▶ [Task goal]
Could you write out the lines below exactly, beginning with the first and finishing with the one that contains "This PR updates"?

[Saved data entries]
——

PR #1842, opened 2025-07-24
Update NPM dependencies for Svelte, eslint, and eslint plugins

### LINKED ISSUE #1840: Update ES Lint and related plugins
We recently started seeing a bunch of warnings:
```
Using a rest element or a non-destructured declaration with `$props()` means that Svelte can't infer what properties to expose when creating a custom element. Consider destructuring all the props or explicitly specifying the `customElement.props` option.
```

which I think would go away if we were to update out svelte es lint plugin as we're on a fairly old version at this point. While upgrading versions time should be taken to make sure that errors are still reported correctly in CI, we don't want to upgrade and get success because they're no longer running or errors don't get reported correctly.

rmunn:
Fixes #1840.

This PR updates the eslint plugins for Svelte and Typescript to get rid of the spurious eslint warnings we've been seeing in FW Lite. It also updates Storybook and Svelte to their latest versions (5.36 in the case of Svelte, which will allow the use of `$derived(await someAsyncFunction())`) without encountering the Storybook errors we had run into in our previous attempt to upgrade Svelte.

The eslint plugin package updates create new errors (due to new checks in the Svelte eslint plugin), so we temporarily disable those errors so that this PR will not break the build. We'll fix those errors (or decide on an individual basis whether to ignore them) in another PR.


rmunn:
The [failing test](https://github.com/sillsdev/languageforge-lexbox/actions/runs/16491745595/job/46631236206) for commit eb74380 is installing Chromium build 1169 during the `playwright install` step, then trying to run Chromium build 1181 during the `playwright test` step. I don't yet know where the mismatch is coming from.

frontend/package.json
```diff
@@ -72,17 +71,18 @@
     "sveltekit-superforms": "^1.13.4",
     "tailwindcss": "catalog:",
     "tslib": "catalog:",
-    "type-fest": "^4.40.1",
+    "type-fest": "^4.41.0",
     "typescript": "catalog:",
+    "typescript-eslint": "catalog:",
```
hahn-kev, line 76: what's the difference between this package and `@typescript-eslint/eslint-plugin`?

frontend/viewer/package.json
```diff
@@ -31,83 +31,83 @@
...
+    "@storybook/addon-svelte-csf": "^5.0.7",
+    "@storybook/addon-vitest": "^9.0.18",
+    "@storybook/svelte-vite": "^9.0.18",
     "@stylistic/eslint-plugin": "catalog:",
     "@sveltejs/vite-plugin-svelte": "catalog:",
     "@tailwindcss/container-queries": "^0.1.1",
     "@tailwindcss/typography": "^0.5.16",
     "@tsconfig/svelte": "^5.0.4",
-    "@types/node": "^20",
-    "@typescript-eslint/eslint-plugin": "catalog:",
```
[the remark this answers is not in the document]
rmunn: Good catch, I intended to drop it from both equally. Fixed in commit c20ece740.

frontend/pnpm-workspace.yaml
```diff
@@ -1,28 +1,29 @@
...
   svelte-exmarkdown: ^4.0.3
-  "@typescript-eslint/eslint-plugin": ^8.24.0
-  "@typescript-eslint/parser": ^8.24.0
-  "eslint-plugin-svelte": 2.46.1
-  "svelte-eslint-parser": ^1.0.0-next.0
-  "@stylistic/eslint-plugin": ^2.12.1
-  "@vitejs/plugin-basic-ssl": ^1.2.0
-  playwright: ^1.52.0
-  "@playwright/test": ^1.52.0
+  '@typescript-eslint/eslint-plugin': ^8.38.0
```
imnasnainaec, line 20: `'@typescript-eslint/eslint-plugin'` is no longer needed in the `catalog:`.

frontend/viewer/package.json
```diff
@@ -31,83 +31,83 @@
...
   },
   "dependencies": {
     "@formatjs/intl-durationformat": "^0.7.4",
-    "@lingui/core": "^5.2.0",
+    "@lingui/core": "^5.3.3",
     "@microsoft/dotnet-js-interop": "^8.0.0",
-    "@microsoft/signalr": "^8.0.0",
-    "autoprefixer": "^10.4.19",
+    "@microsoft/signalr": "^8.0.7",
+    "autoprefixer": "^10.4.21",
```
imnasnainaec, line 90: You just bumped `"autoprefixer"` from `"^10.4.19"` to `"^10.4.21"` here in the `dependencies`, but there's  `"autoprefixer": "^10.4.21",` in the `devDependencies` of `frontend/package.json`.

PR #1851, opened 2025-07-25
Save text fields when user is idle for 5 minutes

### LINKED ISSUE #1689: Save current field on idle (with runed)
We can detect if a user is Idle with https://runed.dev/docs/utilities/is-idle.

But, how do we detect if there are changes to save?
- Do we just do a JSON.stringify comparison when is-idle toggles to true?
- Text fields: that ☝ would work, because we bind:value all the way down.
- For multi-selects with an unsubmitted selection, I don't think we do anything. It's explicit in the UI that the user has to click "Submit" i.e. they know the ball is in their court. For text-fields that's not the case.

Maybe related to https://github.com/sillsdev/languageforge-lexbox/issues/1687

rmunn:
Fixes #1689

Of the options discussed in #1689, I decided to go with a single IsIdle at the entry editor level, which passes the `userIsIdle` state down to each input field (through two or three levels of components).

Tested locally and verified to work: the idle timer caused changes to be stored and queued up for syncing.

### DIFF
--- a/frontend/viewer/src/stories/editor/stomping/stomp-safe-lcm-rich-text-editor.stories.svelte
+++ b/frontend/viewer/src/stories/editor/stomping/stomp-safe-lcm-rich-text-editor.stories.svelte
@@ -52,6 +52,7 @@
     await expect(input).toBeInTheDocument();
     focusAtEnd(input);
     await userEvent.type(input, ' new text'); // dirty => locked
+    await tick();
     await expect(input.textContent).toMatch(/new text$/);
     value = { spans: [span('A different value')] }; // parent change while locked
     await tick();


rmunn:
Found a bug, so converting to draft. My changes broke the "save on blur" mechanism: when you hit Tab to go to the next field, the onchange event is swallowed.

frontend/viewer/src/lib/services/idle-service.ts
```diff
@@ -0,0 +1,23 @@
+import {IsIdle} from 'runed';
+import {getContext, hasContext, setContext} from 'svelte';
+
+const symbol = Symbol.for('fw-lite-idle-service');
+const DEFAULT_IDLE_TIMEOUT_MS = 5 * 60 * 1000;
+
+export function useIdleService(timeout?: number): IdleService {
```
hahn-kev, line 7: I think we talked about this in office, let's scrap the timeout option as it will only work the first place that runs which is not under our control.

frontend/viewer/src/lib/components/stomp/stomp-safe-lcm-rich-text-editor.svelte
```diff
@@ -1,21 +1,33 @@
...
 
   const guard = new StompGuard(
     () => value,
     (newValue) => value = newValue
   );
+
+  let idleService = useIdleService();
+  function onIdle() {
+    if (guard.isDirty) {
+      onchange();
```
hahn-kev, line 20: I think we also need to do `guard.commitAndUnlock` otherwise it'll stay locked? Not sure though

frontend/viewer/src/lib/services/idle-service.ts
```diff
@@ -0,0 +1,23 @@
...
+  if (hasContext(symbol)) return getContext(symbol);
```
hahn-kev, line 8: we should verify this works as we expect. I think right now each input will get it's own instance as none of it's parents put the idle service in the context and the context is scoped to the component hierarchy. We could just put a `useIdleService` call in the app root to solve this.

frontend/viewer/src/lib/services/idle-service.ts
rmunn: Done in commit 36baee1eb.

frontend/viewer/src/lib/components/stomp/stomp-safe-lcm-rich-text-editor.svelte
rmunn: Yes, I think you're right. I'm not sure how I would artificially create a situation where the input would get stomped (I think I'd have to get two copies of FW Lite running on the same project to set that situation up), but judging by the code alone, I believe the `onchange` that is being called here would *not* also trigger the input's `onchange` handler that calls `commitAndUnlock`. And if we've saved a CRDT change, we want that to be the new protected-from-stomping value. Will fix.

rmunn: Fixed in commit b60a59bf2.

frontend/viewer/src/lib/services/idle-service.ts
rmunn: Fixed in commit b60a59bf2.

frontend/viewer/src/lib/components/stomp/stomp-safe-input.svelte
```diff
@@ -1,21 +1,34 @@
...
+  let idleService = useIdleService();
 
   const guard = new StompGuard(
     () => value,
     (newValue) => value = newValue
   );
+
+  function onIdle() {
+    if (guard.isDirty) {
+      onchange();
```
hahn-kev, line 21: I think we have the same stomp guard issue here as in the rich text input

frontend/viewer/src/ShadcnProjectView.svelte
```diff
@@ -34,6 +35,9 @@
   initView();
   initViewSettings();
 
+  // Load idle service into component context for inputs to use
+  const _idleService = useIdleService();
```
hahn-kev, line 39: we're getting a lint error here now

hahn-kev (approved):
looks good, a few minor changes to make and then it's good to go

frontend/viewer/src/ShadcnProjectView.svelte
rmunn: I thought the initial `_` would be enough for the `no-unused-vars` check to skip it, but apparently not. I'll have to disable the no-unused-vars check for this line, or else do `void useIdleService()`.

rmunn: Done in commit 0ebc0eb6b.

rmunn:
The failing component test is the stomp-guard test, which has been flaky in CI. So I think it might be okay, but it's also a test that exercises some of the very code I touched here, so I'm not confident in merging this until I get a passing CI run.

rmunn:
Re-running the flaky test passed this time, so I'll enable auto-merge and let the rest of the checks run.

rmunn:
Whoops, that wasn't auto-merge, that was the "merge now" button.

PR #1852, opened 2025-07-25
Remove all svelte-ux usages

hahn-kev:
it's gone!


rmunn (approved):
LGTM. Everything looked the same when I tested it, and worked like it should. A couple more tweaks needed — I spotted one unit test failing because its expected value needs to be updated to include `days: 0`, and there are probably a few more — but once the CI checks are passing, this should be good to go.

PR #1855, opened 2025-07-25
Update frontend/viewer/src/locales

imnasnainaec:


hahn-kev:
taking over this PR as I actually want to change our format to support Crowdin

PR #1856, opened 2025-07-29
Use bits-ui version with onCloseAutoFocus bugfix

### LINKED ISSUE #1853: Error when popup removed from dom before closing finishes
**Describe the bug**
Since updating Bits UI when any sort of popup is removed from the dom while it's open there's an error. 

**To Reproduce**

1. use mobile view (small window)
2. on project page open the sidebar
3. click close project
4. see error: `__privateGet(...).onCloseAutoFocus.current is not a function`

Image

other examples where it shows up:
- delete sense dialog
- create entry dialog
- delete entry menu
- remove complex form

**Expected behavior**
There should be no error. We should find out if this is just a bug in Bits, or if we need to not remove popups from the dom while they're open. I hope it's a bug as there's a lot of random places it shows up.

rmunn:
Fixes #1853.

### DIFF
--- a/frontend/pnpm-lock.yaml
+++ b/frontend/pnpm-lock.yaml
@@ -479,8 +479,8 @@ importers:
         specifier: 'catalog:'
         version: 3.2.3(vitest@3.2.3)
       bits-ui:
-        specifier: 2.8.11
-        version: 2.8.11(@internationalized/date@3.8.1)(svelte@5.33.19)
+        specifier: 2.8.13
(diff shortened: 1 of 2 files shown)


rmunn:
I've confirmed that this fixes the bug. On the `feat/admins-can-download-any-crdt-project` branch (PR #1829), I can trigger the `onCloseAutoFocus` error consistently by opening the "download project not listed" dialog, then closing it again. After bumping the `bits-ui` version to 2.8.13, I can no longer get the `onCloseAutoFocus` error to show up.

——

▶ [Written response]
PR #1842, opened 2025-07-24
Update NPM dependencies for Svelte, eslint, and eslint plugins

### LINKED ISSUE #1840: Update ES Lint and related plugins
We recently started seeing a bunch of warnings:
```
Using a rest element or a non-destructured declaration with `$props()` means that Svelte can't infer what properties to expose when creating a custom element. Consider destructuring all the props or explicitly specifying the `customElement.props` option.
```

which I think would go away if we were to update out svelte es lint plugin as we're on a fairly old version at this point. While upgrading versions time should be taken to make sure that errors are still reported correctly in CI, we don't want to upgrade and get success because they're no longer running or errors don't get reported correctly.

rmunn:
Fixes #1840.

This PR updates the eslint plugins for Svelte and Typescript to get rid of the spurious eslint warnings we've been seeing in FW Lite. It also updates Storybook and Svelte to their latest versions (5.36 in the case of Svelte, which will allow the use of `$derived(await someAsyncFunction())`) without encountering the Storybook errors we had run into in our previous attempt to upgrade Svelte.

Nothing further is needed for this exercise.